We are living through a time of extreme difficulty — and that’s especially true for the world’s 3 billion people who are left out, or poorly served by, the global financial system. Without tools like savings, credit, or insurance, they are at risk of being left behind as we recover from COVID-19.
We are also living in a time of extraordinary innovation that is changing all our lives. This innovation has the power to solve complex problems at a critical time, and finally bring basic financial tools to those who need them most.
Innovation is chipping away old obstacles that surrounded the world’s poor. Today, no distance is too far, no transaction size is too small, and with data and data analytics, we can understand clients’ needs wherever they may live.
Early-stage fintechs are nimble, flexible, and digitally native — making them uniquely positioned to leverage technology and innovation for the benefit of vulnerable people and small businesses. Here’s how fintech startups in Accion Venture Lab’s portfolio are doing that:
- TerraMagna is using satellite imaging in Brazil to see small farms who are ignored by large banks. They use those images to assess collateral and figure out what a farmer needs to grow and thrive.
- Toffee Insurance has successfully reached India’s uninsured by offering “bite-sized” policies covering risks that are most relevant to consumers, like unexpected illness, bicycle damage, and theft.

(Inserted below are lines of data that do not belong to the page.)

PR #1154, opened 2020-10-23
WS-1421 (fix): set prospectus sandbox to reconfigure, not recreate

srwang:
Recreate terminates the existing instance, whereas reconfigure re-runs ansible against the existing container which is still up.


rgraber (approved):
sure, let's try!

PR #1158, opened 2020-10-23
Remove the snowflake-collect-queue-depth job creation.

doctoryes:
Because it generates frequent & unnecessary alarms.

### DIFF
--- a/dataeng/jobs/analytics/SnowflakeCollectMetrics.groovy
+++ b/dataeng/jobs/analytics/SnowflakeCollectMetrics.groovy
@@ -14,13 +14,8 @@ class SnowflakeCollectMetrics {
             NAME: 'snowflake-collect-credit-metrics',
             CRON: '0 * * * *'
         ]
-        Map SnowflakeQueueDepthConfig = [
-            NAME: 'snowflake-collect-queue-depth',
-            CRON: '*/10 * * * *'
-        ]
         List jobConfigs = [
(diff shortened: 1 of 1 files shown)


dataeng/jobs/analytics/SnowflakeCollectMetrics.groovy
```diff
@@ -14,13 +14,8 @@ class SnowflakeCollectMetrics {
...
             CRON: '0 * * * *'
         ]
-        Map SnowflakeQueueDepthConfig = [
-            NAME: 'snowflake-collect-queue-depth',
-            CRON: '*/10 * * * *'
-        ]
         List jobConfigs = [
-            SnowflakeWarehouseCreditConfig,
-            SnowflakeQueueDepthConfig
+            SnowflakeWarehouseCreditConfig
```
brianhw, line 18: nit: don't we normally leave commas at the end?

brianhw (approved):
I don't remember the details of the failures of this job, but I do have a memory of a job being discussed because it was noisy and unreliable.   If this is the job, then I'm fine with turning it off.

dataeng/jobs/analytics/SnowflakeCollectMetrics.groovy
doctoryes: As we'll probably be moving this remaining job over to the data health telemetry project eventually, I'm leaving this as is.

PR #1159, opened 2020-10-24
Add env command to heartbeat shell script invocation.

doctoryes:
Without this shebang, the environment variables aren't carried into the shell scripts, which is currently causing these scripts to do nothing because of the environment var conditionals.


brianhw (approved):
LGTM.  👍

PR #1164, opened 2020-10-30
Add python reqs upgrade job for edx-when

jmyatt:


testeng/jobs/upgradePythonRequirements.groovy
```diff
@@ -461,6 +462,19 @@ Map edxVal= [
     githubTeamReviewers: ['sustaining-vulcans'],
     emails: ['sustaining-vulcans@edx.org'],
     alwaysNotify: false
+]
+
+Map edxWhen= [
+    org: 'edx',
+    repoName: 'edx-when',
+    targetBranch: "master",
+    pythonVersion: '3.5',
```
mikix, line 471: Is edx-platform still on 3.5?

mikix (approved):
Sure?

testeng/jobs/upgradePythonRequirements.groovy
jmyatt: good point - no, 3.8

PR #3289, opened 2021-04-15
Removed check for installed file of MSBuild

purva-vasudeo:


Kudu.Core/Infrastructure/PathUtils/PathWindowsUtility.cs
```diff
@@ -159,9 +159,7 @@ internal override string ResolveMSBuild1670Dir()
                     var versionStr = Path.GetFileName(msBuild);
                     if (SemanticVersion.TryParse(versionStr, out SemanticVersion currVersion))
                     {
-                        string installedFilePath = Path.Combine(programFiles, "MSBuilds", $"{versionStr}.installed");
-                        if (FileSystemHelpers.FileExists(installedFilePath) &&
-                            (latestMsBuild == null || currVersion.CompareTo(latestMsBuild) > 0))
+                        if (latestMsBuild == null || currVersion.CompareTo(latestMsBuild) > 0)
```
suwatch, line 162: the flip side is we may using partially installed MSBuild.   Can we scope to ignore the check for just specific version?

PR #3297, opened 2021-05-12
show a banner when using Run From Package

ankitkumarr:


Kudu.Core/Helpers/EnvironmentHelper.cs
```diff
@@ -31,11 +32,17 @@ public static bool IsWindowsContainers()
             return isolation == "hyperv" || isolation == "process";
         }
 
+        public static bool IsRunFromPackage()
+        {
+            string runFromPackage = System.Environment.GetEnvironmentVariable("WEBSITE_RUN_FROM_PACKAGE");
+            return !string.IsNullOrEmpty(runFromPackage) && !StringUtils.IsFalseLike(runFromPackage);
```
suwatch, line 38: also OR with Uri.TryParse - it could be URI format as well.

ankitkumarr: Sounds good. Right now, it checks if `WEBSITE_RUN_FROM_PACKAGE` exists and is not set to `0` or `false`, then we assume it's set to a correct value.
But I can add an explicit URL check as you suggest.

ankitkumarr:
I will update the PR with screenshots of how this looks in kudu shortly.

ankitkumarr:
I took the text from Portal. This text is also what Azure Portal shows when trying to modify files.
## Picture from main page

kudurfp2



## Picture from Console
Kudu-rfp1

suwatch:
Looks great - could you squash it and we will rebase and merge?

PR #3360, opened 2022-04-12
Adds streaming support for zipDeploy

eliaslopezgt:
This PR fixes streaming for ZipDeploy by using `HttpCompletionOption.ResponseHeadersRead` on HttpClient's `GetAsync`.
from https://www.stevejgordon.co.uk/using-httpcompletionoption-responseheadersread-to-improve-httpclient-performance-dotnet.

> The main benefit is for performance. When using this option, we avoid the intermediate MemoryStream buffer, instead of getting the content directly from the stream exposed on the Socket. This avoids unnecessary allocations which is a goal in highly optimised situations.

This is what we are currently observing since we are not doing Streaming properly, we read the entire file when we do `EnsureSuccessStatusCode` and it reflects in the following ways:

| Size | Error |
|------|-------|
|Small      | No error.      |
|0.5 gb| Task Cancelled Error (HttpClient exceeded 100 sec timeout)|
|Less than max buffer size of 2147483647     | System.OutOfMemory Exception (Instance doesn't have enough memory)      |
|More than max buffer size of 2147483647           |     Cannot write more bytes to the buffer than the configured maximum buffer size: 2147483647  |

This PR fixes all three cases.

### DIFF
--- a/Kudu.Core/Deployment/DeploymentHelper.cs
+++ b/Kudu.Core/Deployment/DeploymentHelper.cs
@@ -9,6 +9,7 @@ using Kudu.Core.Infrastructure;
 using Kudu.Core.SourceControl;
 using System.Net.Http;
 using System.Threading.Tasks;
+using Kudu.Core.Settings;
 
 namespace Kudu.Core.Deployment
 {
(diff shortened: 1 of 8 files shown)


suwatch:
Looks good - let me know if it is ready for merge and I will merge it.  Thanks!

- Field Intelligence uses AI and data analytics to help community pharmacies in Nigeria and Kenya optimize their inventories and ensure their customers have the medications they need, when they need them.
- Self is helping Americans with thin or damaged credit files build their credit scores through innovative credit-builder loans.
- CreditMantri is using alternative data sources to help consumers in India who have been invisible to the financial system access credit for the first time. (I recently had the honor of awarding Gowri Mukherjee, CEO of CreditMantri, with the 2020 Edward W. Claugus Award for leadership and innovation in financial inclusion.)
Fintechs are meeting customer needs during the pandemic
New data confirms how fintechs are answering new needs. In the initial months of the pandemic, consumer demand surged for financial products that build resilience, including savings accounts, personal financial management tools, and payment platforms. Fintechs offering these products saw their compounding monthly growth rate go from 7.4 percent to 15.4 percent from December 2019 to May 2020.
This insight comes from a recent whitepaper that looks at data submitted by the 2020 cohort of applicants for Inclusive Fintech 50, an initiative that elevates promising early-stage fintechs driving financial inclusion and resilience around the globe. The initiative provides valuable visibility, resources, and connections that startups need to grow and thrive, especially as they contend with the added problems raised by a global pandemic.
Fintechs must grow to continue supporting vulnerable people
Indeed, inclusive fintechs must overcome major challenges to grow, scale, and continue supporting underserved populations. In the midst of a global recession and limited funding, fintechs have had to extend their financial runways while simultaneously finding ways to grow their businesses.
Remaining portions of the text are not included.